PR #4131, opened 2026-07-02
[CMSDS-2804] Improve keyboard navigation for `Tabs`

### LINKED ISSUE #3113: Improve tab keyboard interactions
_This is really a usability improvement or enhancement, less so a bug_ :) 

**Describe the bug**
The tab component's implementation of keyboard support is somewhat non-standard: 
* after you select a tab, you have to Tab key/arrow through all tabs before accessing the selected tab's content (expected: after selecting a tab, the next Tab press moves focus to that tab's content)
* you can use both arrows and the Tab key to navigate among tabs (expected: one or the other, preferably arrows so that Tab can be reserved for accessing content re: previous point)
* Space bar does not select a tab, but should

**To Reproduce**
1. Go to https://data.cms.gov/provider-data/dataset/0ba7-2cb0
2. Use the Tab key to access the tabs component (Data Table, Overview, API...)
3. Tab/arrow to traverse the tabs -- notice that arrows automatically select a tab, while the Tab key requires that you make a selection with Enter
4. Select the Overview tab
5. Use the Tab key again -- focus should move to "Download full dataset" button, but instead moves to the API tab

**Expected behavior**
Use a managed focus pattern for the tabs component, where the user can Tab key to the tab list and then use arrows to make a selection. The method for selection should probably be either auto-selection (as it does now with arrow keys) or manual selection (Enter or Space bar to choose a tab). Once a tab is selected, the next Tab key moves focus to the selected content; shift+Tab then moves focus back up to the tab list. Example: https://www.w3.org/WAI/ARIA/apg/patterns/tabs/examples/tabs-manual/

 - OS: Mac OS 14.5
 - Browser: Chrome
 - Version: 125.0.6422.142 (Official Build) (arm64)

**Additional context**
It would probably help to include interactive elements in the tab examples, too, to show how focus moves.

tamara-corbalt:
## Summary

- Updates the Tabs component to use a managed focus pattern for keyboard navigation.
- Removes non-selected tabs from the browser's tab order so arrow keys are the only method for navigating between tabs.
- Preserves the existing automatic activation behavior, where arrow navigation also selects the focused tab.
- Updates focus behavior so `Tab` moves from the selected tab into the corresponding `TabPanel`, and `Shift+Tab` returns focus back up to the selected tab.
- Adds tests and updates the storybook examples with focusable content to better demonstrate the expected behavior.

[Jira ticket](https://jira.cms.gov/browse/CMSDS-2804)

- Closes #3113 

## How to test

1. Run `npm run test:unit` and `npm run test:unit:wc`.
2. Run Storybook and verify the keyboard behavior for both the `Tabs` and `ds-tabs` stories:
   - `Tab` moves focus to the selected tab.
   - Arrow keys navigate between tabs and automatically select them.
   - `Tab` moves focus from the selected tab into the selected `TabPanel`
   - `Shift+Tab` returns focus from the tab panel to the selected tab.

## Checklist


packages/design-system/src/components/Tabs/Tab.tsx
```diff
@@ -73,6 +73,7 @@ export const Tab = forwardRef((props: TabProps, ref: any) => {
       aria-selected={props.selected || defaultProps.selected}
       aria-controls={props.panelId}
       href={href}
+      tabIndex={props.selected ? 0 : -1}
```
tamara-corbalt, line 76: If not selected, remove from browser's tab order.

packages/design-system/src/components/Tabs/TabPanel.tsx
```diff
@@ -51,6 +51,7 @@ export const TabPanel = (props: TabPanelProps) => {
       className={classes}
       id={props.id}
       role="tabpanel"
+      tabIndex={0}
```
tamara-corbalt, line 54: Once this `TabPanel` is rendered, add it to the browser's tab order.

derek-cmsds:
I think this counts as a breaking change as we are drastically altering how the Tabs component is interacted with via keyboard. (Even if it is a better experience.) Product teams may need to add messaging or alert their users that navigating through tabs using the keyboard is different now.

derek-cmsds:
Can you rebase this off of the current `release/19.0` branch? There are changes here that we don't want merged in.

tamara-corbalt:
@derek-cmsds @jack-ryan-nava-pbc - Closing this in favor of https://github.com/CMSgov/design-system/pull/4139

Exercise aim:
Once the records are read, print each of them exactly as written.

Final answer:
PR #4131, opened 2026-07-02
[CMSDS-2804] Improve keyboard navigation for `Tabs`

### LINKED ISSUE #3113: Improve tab keyboard interactions
_This is really a usability improvement or enhancement, less so a bug_ :) 

**Describe the bug**
The tab component's implementation of keyboard support is somewhat non-standard: 
* after you select a tab, you have to Tab key/arrow through all tabs before accessing the selected tab's content (expected: after selecting a tab, the next Tab press moves focus to that tab's content)
* you can use both arrows and the Tab key to navigate among tabs (expected: one or the other, preferably arrows so that Tab can be reserved for accessing content re: previous point)
* Space bar does not select a tab, but should

**To Reproduce**
1. Go to https://data.cms.gov/provider-data/dataset/0ba7-2cb0
2. Use the Tab key to access the tabs component (Data Table, Overview, API...)
3. Tab/arrow to traverse the tabs -- notice that arrows automatically select a tab, while the Tab key requires that you make a selection with Enter
4. Select the Overview tab
5. Use the Tab key again -- focus should move to "Download full dataset" button, but instead moves to the API tab

**Expected behavior**
Use a managed focus pattern for the tabs component, where the user can Tab key to the tab list and then use arrows to make a selection. The method for selection should probably be either auto-selection (as it does now with arrow keys) or manual selection (Enter or Space bar to choose a tab). Once a tab is selected, the next Tab key moves focus to the selected content; shift+Tab then moves focus back up to the tab list. Example: https://www.w3.org/WAI/ARIA/apg/patterns/tabs/examples/tabs-manual/

 - OS: Mac OS 14.5
 - Browser: Chrome
 - Version: 125.0.6422.142 (Official Build) (arm64)

**Additional context**
It would probably help to include interactive elements in the tab examples, too, to show how focus moves.

tamara-corbalt:
## Summary

- Updates the Tabs component to use a managed focus pattern for keyboard navigation.
- Removes non-selected tabs from the browser's tab order so arrow keys are the only method for navigating between tabs.
- Preserves the existing automatic activation behavior, where arrow navigation also selects the focused tab.
- Updates focus behavior so `Tab` moves from the selected tab into the corresponding `TabPanel`, and `Shift+Tab` returns focus back up to the selected tab.
- Adds tests and updates the storybook examples with focusable content to better demonstrate the expected behavior.

[Jira ticket](https://jira.cms.gov/browse/CMSDS-2804)

- Closes #3113 

## How to test

1. Run `npm run test:unit` and `npm run test:unit:wc`.
2. Run Storybook and verify the keyboard behavior for both the `Tabs` and `ds-tabs` stories:
   - `Tab` moves focus to the selected tab.
   - Arrow keys navigate between tabs and automatically select them.
   - `Tab` moves focus from the selected tab into the selected `TabPanel`
   - `Shift+Tab` returns focus from the tab panel to the selected tab.

## Checklist


packages/design-system/src/components/Tabs/Tab.tsx
```diff
@@ -73,6 +73,7 @@ export const Tab = forwardRef((props: TabProps, ref: any) => {
       aria-selected={props.selected || defaultProps.selected}
       aria-controls={props.panelId}
       href={href}
+      tabIndex={props.selected ? 0 : -1}
```
tamara-corbalt, line 76: If not selected, remove from browser's tab order.

packages/design-system/src/components/Tabs/TabPanel.tsx
```diff
@@ -51,6 +51,7 @@ export const TabPanel = (props: TabPanelProps) => {
       className={classes}
       id={props.id}
       role="tabpanel"
+      tabIndex={0}
```
tamara-corbalt, line 54: Once this `TabPanel` is rendered, add it to the browser's tab order.

derek-cmsds:
I think this counts as a breaking change as we are drastically altering how the Tabs component is interacted with via keyboard. (Even if it is a better experience.) Product teams may need to add messaging or alert their users that navigating through tabs using the keyboard is different now.

derek-cmsds:
Can you rebase this off of the current `release/19.0` branch? There are changes here that we don't want merged in.

tamara-corbalt:
@derek-cmsds @jack-ryan-nava-pbc - Closing this in favor of https://github.com/CMSgov/design-system/pull/4139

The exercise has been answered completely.